-------- Material shown --------

PR #3215, opened 2022-04-25
refactor(NODE-4059): move free functions into ChangeStream class

nbbeeken:
#### What is changing?

In the upcoming change stream work a new type parameter made it difficult to plumb through all the new generic constriants to our floating functions. As all these functions do operate on a parameterized change stream it makes sense to make them private methods that have access to the type cosntraints/variables. 

The result of the executeOperation call is now typed as well, in addition to a small change to isResumable, all unknown errors are not resumeable.

More sensible generic sharing to the helper methods. None of the `private _X` methods should accept a generic of their own they will rely on the class scoped generics now. 

### DIFF
--- a/src/change_stream.ts
+++ b/src/change_stream.ts
@@ -1,8 +1,9 @@
 import Denque = require('denque');
 import type { Readable } from 'stream';
 
-import type { Document, Timestamp } from './bson';
+import type { Document, Long, Timestamp } from './bson';
 import { Collection } from './collection';
+import { CHANGE, CLOSE, END, ERROR, INIT, MORE, RESPONSE, RESUME_TOKEN_CHANGED } from './constants';
 import {
   AbstractCursor,
   AbstractCursorEvents,
@@ -15,11 +16,10 @@ import {
   isResumableError,
   MongoAPIError,
   MongoChangeStreamError,
-  MongoError,
   MongoRuntimeError
 } from './error';
 import { MongoClient } from './mongo_client';
-import { InferIdType, Nullable, TypedEventEmitter } from './mongo_types';
+import { InferIdType, Nullable, TODO_NODE_3286, TypedEventEmitter } from './mongo_types';
 import { AggregateOperation, AggregateOptions } from './operations/aggregate';
 import type { CollationOptions, OperationParent } from './operations/command';
 import { executeOperation, ExecutionResult } from './operations/execute_operation';
@@ -29,6 +29,7 @@ import type { ClientSession } from './sessions';
 import {
   calculateDurationInMs,
   Callback,
+  filterOptions,
   getTopology,
   maxWireVersion,
   maybePromise,
@@ -67,6 +68,16 @@ const CHANGE_DOMAIN_TYPES = {
   CLUSTER: Symbol('Cluster')
 };
 
+interface TopologyWaitOptions {
+  start?: number;
+  timeout?: number;
+  readPreference?: ReadPreference;
+}
+
+const SELECTION_TIMEOUT = 30000;
+
+const CHANGE_STREAM_EVENTS = [RESUME_TOKEN_CHANGED, END, CLOSE];
+
 const NO_RESUME_TOKEN_ERROR =
   'A change stream document has been received that lacks a resume token (_id).';
 const NO_CURSOR_ERROR = 'ChangeStream has no cursor';
@@ -101,6 +112,18 @@ export type OperationTime = Timestamp;
 export interface PipeOptions {
   end?: boolean;
 }
+
+/** @internal */
+export type ChangeStreamAggregateRawResult<TChange> = {
+  $clusterTime: { clusterTime: Timestamp };
+  cursor: {
+    postBatchResumeToken: unknown;
+    ns: string;
+    id: number | Long;
+  } & ({ firstBatch: TChange[] } | { nextBatch: TChange[] });
+  ok: 1;
+  operationTime: Timestamp;
+};
 
 /**
  * Options that can be passed to a ChangeStream. Note that startAfter, resumeAfter, and startAtOperationTime are all mutually exclusive, and the server will error if more than one is specified.
@@ -233,24 +256,24 @@ export class ChangeStream<TSchema extends Document = Document> extends TypedEven
   [kMode]: false | 'iterator' | 'emitter';
 
   /** @event */
-  static readonly RESPONSE = 'response' as const;
+  static readonly RESPONSE = RESPONSE;
   /** @event */
-  static readonly MORE = 'more' as const;
+  static readonly MORE = MORE;
   /** @event */
-  static readonly INIT = 'init' as const;
+  static readonly INIT = INIT;
   /** @event */
-  static readonly CLOSE = 'close' as const;
+  static readonly CLOSE = CLOSE;
   /**
    * Fired for each new matching change in the specified namespace. Attaching a `change`
    * event listener to a Change Stream will switch the stream into flowing mode. Data will
    * then be passed as soon as it is available.
    * @event
    */
-  static readonly CHANGE = 'change' as const;
+  static readonly CHANGE = CHANGE;
   /** @event */
-  static readonly END = 'end' as const;
+  static readonly END = END;
   /** @event */
-  static readonly ERROR = 'error' as const;
+  static readonly ERROR = ERROR;
   /**
    * Emitted each time the change stream stores a new resume token.
    * @event
@@ -294,7 +317,7 @@ export class ChangeStream<TSchema extends Document = Document> extends TypedEven
     this[kResumeQueue] = new Denque();
 
     // Create contained Change Stream cursor
-    this.cursor = createChangeStreamCursor(this, options);
+    this.cursor = this._createChangeStreamCursor(options);
 
     this[kClosed] = false;
     this[kMode] = false;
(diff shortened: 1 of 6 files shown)


baileympearson (changes requested):

baileympearson (dismissed):

baileympearson (approved):

dariakp (changes requested):

src/error.ts
```diff
@@ -894,7 +894,11 @@ export function isNetworkTimeoutError(err: MongoError): err is MongoNetworkError
 //
 // An error on an aggregate command is not a resumable error. Only errors on a getMore command may be considered resumable errors.
 
-export function isResumableError(error?: MongoError, wireVersion?: number): boolean {
+export function isResumableError(error?: Error, wireVersion?: number): boolean {
+  if (!(error instanceof MongoError)) {
```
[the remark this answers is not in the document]
nbbeeken: Cleaned up the following logic and added more coverage

src/index.ts
```diff
@@ -169,6 +169,7 @@ export type { OrderedBulkOperation } from './bulk/ordered';
 export type { UnorderedBulkOperation } from './bulk/unordered';
 export type {
   ChangeStream,
+  ChangeStreamAggregateRawResult,
```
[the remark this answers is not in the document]
nbbeeken: It's not public it has to be exported to make it accessible from the top level import even though it's marked internal. I tried not exporting it but api-extractor still wants it exported probably has to do with how it's used as a generic on an imported function rather than entirely internal to the file like the TopologyOptions interface.

src/change_stream.ts
```diff
@@ -102,6 +113,18 @@ export interface PipeOptions {
   end?: boolean;
 }
 
+/** @internal */
+export type ChangeStreamAggregateRawResult<TChange> = {
```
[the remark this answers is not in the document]
nbbeeken: No we don't need to make this accessible to users, it's to provide a type for executeOperation so we can check more of the usage in change_stream.ts

src/change_stream.ts
```diff
@@ -102,6 +113,18 @@ export interface PipeOptions {
...
+  $clusterTime: { clusterTime: Timestamp };
+  cursor: {
+    postBatchResumeToken: unknown;
```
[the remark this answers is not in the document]
nbbeeken: Nope! good catch, fixed

test/unit/error.test.ts
```diff
@@ -546,6 +548,56 @@ describe('MongoErrors', () => {
...
     });
 
+    it('should return false for Error with code', () => {
+      const errorWithCode = new (class extends Error {
+        code = MONGODB_ERROR_CODES.CursorNotFound;
+      })();
+      expect(isResumableError(errorWithCode)).to.be.false;
+    });
+
+    it('should return false nullish arguments', () => {
```
dariakp, line 558:
```suggestion
    it('should return false for nullish error argument regardless of wire version', () => {
```
and the assertion in line 561 should pass in and 8 and a 9 instead of null for the second argument as well as test undefined for the error arg

test/unit/error.test.ts
```diff
@@ -546,6 +548,56 @@ describe('MongoErrors', () => {
       expect(isResumableError(new MongoNetworkError('ah!'))).to.be.true;
     });
 
+    it('should return false for Error with code', () => {
```
dariakp, line 551: this should be something like "should return false for an error that is not a MongoError regardless of code property or wireversion" and there should be four test errors: a plain error with and without wire version argument and a code error with and without wire version (where the with wire version case uses `9` as the version, but can also use `8` as an extra case if desired)

test/unit/error.test.ts
```diff
@@ -546,6 +548,56 @@ describe('MongoErrors', () => {
...
+      expect(isResumableError(errorWithCode)).to.be.false;
+    });
+
+    it('should return false nullish arguments', () => {
+      expect(isResumableError()).to.be.false;
+      expect(isResumableError(null)).to.be.false;
+      expect(isResumableError(null, null)).to.be.false;
+    });
+
+    it('should return true for labelless MongoError with CursorNotFound code', () => {
```
dariakp, line 564:
```suggestion
    it('should return true for labelless MongoError with CursorNotFound code regardless of wire version', () => {
```

test/unit/error.test.ts
```diff
@@ -546,6 +548,56 @@ describe('MongoErrors', () => {
...
+      const mongoError = new MongoError('ah!');
+      mongoError.code = MONGODB_ERROR_CODES.CursorNotFound;
+      expect(isResumableError(mongoError)).to.be.true;
+      expect(isResumableError(mongoError, 9)).to.be.true;
+      expect(isResumableError(mongoError, 8)).to.be.true;
+    });
+
+    it('should return true for labeled MongoError above wireVersion 9', () => {
```
dariakp, line 572: if you don't use a separate it block for labeled errors that don't have a wire version above 9, then you should be explicit about the test case wording as well as group the false assertions together separately from the true assertions

```suggestion
    it('should return true for labeled MongoError only if the wireVersion is at least 9', () => {
```

baileympearson (approved):

test/unit/error.test.ts
```diff
@@ -546,6 +548,56 @@ describe('MongoErrors', () => {
...
+      expect(isResumableError(mongoError, 8)).to.be.false;
+    });
+
+    it('should return false for resumable codes if wireVersion is above 9', () => {
+      const mongoError = new MongoError('ah!');
+      mongoError.code = MONGODB_ERROR_CODES.ShutdownInProgress; // Shutdown in progress is resumable
+      expect(isResumableError(mongoError, 9)).to.be.false; // 4.4+ uses label only except for CursorNotFound
+    });
+
+    it('should return true for resumable codes if wireVersion is below 9', () => {
```
dariakp, line 586:
```suggestion
    it('should return true for resumable codes if wireVersion is below 9 or unspecified', () => {
```

test/unit/error.test.ts
```diff
@@ -546,6 +548,56 @@ describe('MongoErrors', () => {
...
+
+    it('should return true for labeled MongoError above wireVersion 9', () => {
+      const mongoError = new MongoError('ah!');
+      mongoError.addErrorLabel(MongoErrorLabel.ResumableChangeStreamError);
+      expect(isResumableError(mongoError)).to.be.false;
+      expect(isResumableError(mongoError, 9)).to.be.true;
+      expect(isResumableError(mongoError, 8)).to.be.false;
+    });
+
+    it('should return false for resumable codes if wireVersion is above 9', () => {
```
dariakp, line 580: use "above" for `>`, and "at least" for `>=`
```suggestion
    it('should return false for resumable codes if wireVersion is at least 9', () => {
```

test/unit/error.test.ts
```diff
@@ -546,6 +548,56 @@ describe('MongoErrors', () => {
...
+    });
+
+    it('should return true for resumable codes if wireVersion is below 9', () => {
+      const mongoError = new MongoError('ah!');
+      mongoError.code = MONGODB_ERROR_CODES.ShutdownInProgress; // Shutdown in progress is resumable
+      expect(isResumableError(mongoError)).to.be.true;
+      expect(isResumableError(mongoError, 8)).to.be.true;
+    });
+
+    it('should return false for non numeric code', () => {
```
dariakp, line 593:
```suggestion
    it('should return false for non numeric code regardless of wire version', () => {
```

dariakp (changes requested):
test just need a little cleanup, otherwise lgtm

test/unit/error.test.ts
nbbeeken: Added to this, I made the rules about how the function handles a plain error more strict, throwing on code or hasErrorLabel usage.

test/unit/error.test.ts
```diff
@@ -534,4 +535,17 @@ describe('MongoErrors', () => {
       }
     });
   });
+
+  describe('isResumableError()', () => {
+    it('should return false for errors that are not MongoError', () => {
```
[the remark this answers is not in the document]
dariakp: This test can probably be deleted now, but I just noticed that we should probably add the "regardless of wire version" wording and expectations to the `MongoNetworkError` below, too

test/unit/error.test.ts
```diff
@@ -534,4 +537,83 @@ describe('MongoErrors', () => {
...
+      // Expectations that prove this syntax provides what is desired for the test
+      expect(errorWithCode).to.be.instanceOf(Error);
+      expect(errorWithCode).to.not.be.instanceOf(MongoError);
+      // Testing that even coded and labeled non-MongoErrors will not get resumed
+      expect(isResumableError(errorWithCode)).to.be.false;
+      expect(isResumableError(errorWithCode, 8)).to.be.false;
+      expect(isResumableError(errorWithCode, 9)).to.be.false;
+    });
+
+    it('should return false for nullish error argument regardless of wire version', () => {
```
dariakp, line 574: my last comment seems to have gotten lost on this one, but the test in L577 should actually check the wire version, so use the 8 and 9, and also should test for undefined

test/unit/error.test.ts
```diff
@@ -534,4 +537,83 @@ describe('MongoErrors', () => {
...
+
+    it('should return true for labelless MongoError with CursorNotFound code regardless of wire version', () => {
+      const mongoError = new MongoError('ah!');
+      mongoError.code = MONGODB_ERROR_CODES.CursorNotFound;
+      expect(isResumableError(mongoError)).to.be.true;
+      expect(isResumableError(mongoError, 9)).to.be.true;
+      expect(isResumableError(mongoError, 8)).to.be.true;
+    });
+
+    it('should return true for labeled MongoError only if the wireVersion is at least 9', () => {
```
dariakp, line 588: can we group the false assertions separately from the true ones here since it's kind of two test cases in one?

dariakp (changes requested):

dariakp (approved):

baileympearson (approved):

--------

**Activity**
A complete answer reproduces every line of the records in which the word "RESPONSE" occurs.

**Exercise output**
+import { CHANGE, CLOSE, END, ERROR, INIT, MORE, RESPONSE, RESUME_TOKEN_CHANGED } from './constants';
-  static readonly RESPONSE = 'response' as const;
+  static readonly RESPONSE = RESPONSE;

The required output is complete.